It is known to prepare useful polypeptides and proteins, for example enzymes, hormones, and (for use in e.g. vaccine preparation) toxins and other antigens, by cultivation of bacteria carrying plasmids with genes coding for the desired polypeptides or proteins. It is also known to construct plasmids containing desired genes by so-called recombinant DNA technique, which makes it possible to obtain, from the cultivated bacteria carrying such recombinant DNA plasmids, gene products which inherently are characteristic to other organisms than the bacteria used as host cells. In the preparation of recombinant DNA, a so-called cloning vector, that is, a plasmid which is able to replicate in the host bacterium, is combined with a DNA fragment containing a gene or genes coding for the desired product or products.
The recombinant DNA technique, in its most useful form, is based on the following principle:
DNA can be cut into pieces in a very specific way by restriction endonucleases. These pieces can then be joined to each other by DNA ligase. DNA cloning utilizes a plasmid vector that is a circular DNA molecule containing only one site for one or several restriction endonucleases. Treatment of such a vector with a restriction enzyme gives one species of a linear molecule. If this molecule is mixed with a DNA sample that is also treated with the same endonuclease, it is possible by ligation to obtain molecules composed of the vector to which a foreign DNA fragment has been fused. These plasmid molecules are called recombinant DNA. The vector with the foreign DNA can be transformed into a bacterial host cell, which means that it is taken up by and replicated in the bacterial host. Since the vector is able to replicate, the foreign DNA is also replicated.

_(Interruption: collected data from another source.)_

PR #453, opened 2021-04-06
hotspot checklist feature flag

tyler-whitman:


src/features/hotspots/checklist/HotspotChecklist.tsx
```diff
@@ -27,18 +27,23 @@ const HotspotChecklist = ({ hotspot, witnesses }: Props) => {
...
+    (state: RootState) => state.features.checklistEnabled,
+  )
 
   useEffect(() => {
-    dispatch(fetchChecklistActivity(hotspot.address))
+    if (checklistEnabled) {
+      dispatch(fetchChecklistActivity(hotspot.address))
+    }
     // eslint-disable-next-line react-hooks/exhaustive-deps
   }, [])
```
allenan, line 48: does `checklistEnabled` need to be included in the hook's dependencies?

src/store/features/featuresSlice.ts
```diff
@@ -3,15 +3,18 @@ import { getWallet } from '../../utils/walletClient'
 
 export type FeaturesState = {
   discoveryEnabled: boolean
+  checklistEnabled: boolean
```
allenan, line 6: did you test to make sure that when the feature flag is true, checklist gets enabled?

src/features/hotspots/checklist/HotspotChecklist.tsx
tyler-whitman: Yeah good point, since before that was only called at start but if the flag gets enabled we should call it. Ill add all the dependencies now

src/store/features/featuresSlice.ts
tyler-whitman: Yeah I mocked it locally and it worked

allenan (approved):

PR #467, opened 2021-04-12
only load checklist when expanded and fix cropped text

### LINKED ISSUE #450: Hotspot Checklist clipping
When viewing the app in Chinese, the characters are clipped at the top. Need to add some padding there.

image

### LINKED ISSUE #459: Show/Hide Checklist toggle
Add back Hotspot Checklist to app - but only show on toggle.
Default should be "off".

We'll also need to turn the feature flag back on.

tyler-whitman:
closes #450 
closes #459 

The checklist is still behind a feature flag that will need to be turned on to show up. You can mock it in the FeaturesSlice if you want to test.


matthewcarlreetz (approved):
LGTM!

If the foreign DNA is transcribed and translated in the bacterial host, the gene products of the foreign DNA are produced in the bacterial host. This production is in general proportional to the gene concentration which, on its side is proportional to the number of copies of the recombinant DNA plasmid molecules per cell. This means that in order to obtain large quantities of the desired gene products of the plasmid, a high number of copies of the plasmid per bacterial cell should be aimed at. It is known that some cloning vectors inherently replicate in a high copy number per bacterial cell, up to about 100. However, if the gene product produced by the foreign DNA combined with such cloning vector is one which is not well tolerated by the bacterial host, there may be difficulties in propagating a bacterial clone up to the desired production size culture because of inhibition exerted by the gene product. On the other hand, even a copy number of the order of about 20-100 will not always give rise to satisfactory yield of the desired gene product in the production culture. It is known that the number of copies of plasmids can be further increased by amplifying the inhibition of the protein synthesis, for example by addition of chloramphenicol, but as protein synthesis is necessary for preparing gene products of the cloned DNA, the amplified DNA will only be useful for formation of gene products thereof if the protein synthesis inhibiting component can be removed again, which is not always possible and often a complicated procedure.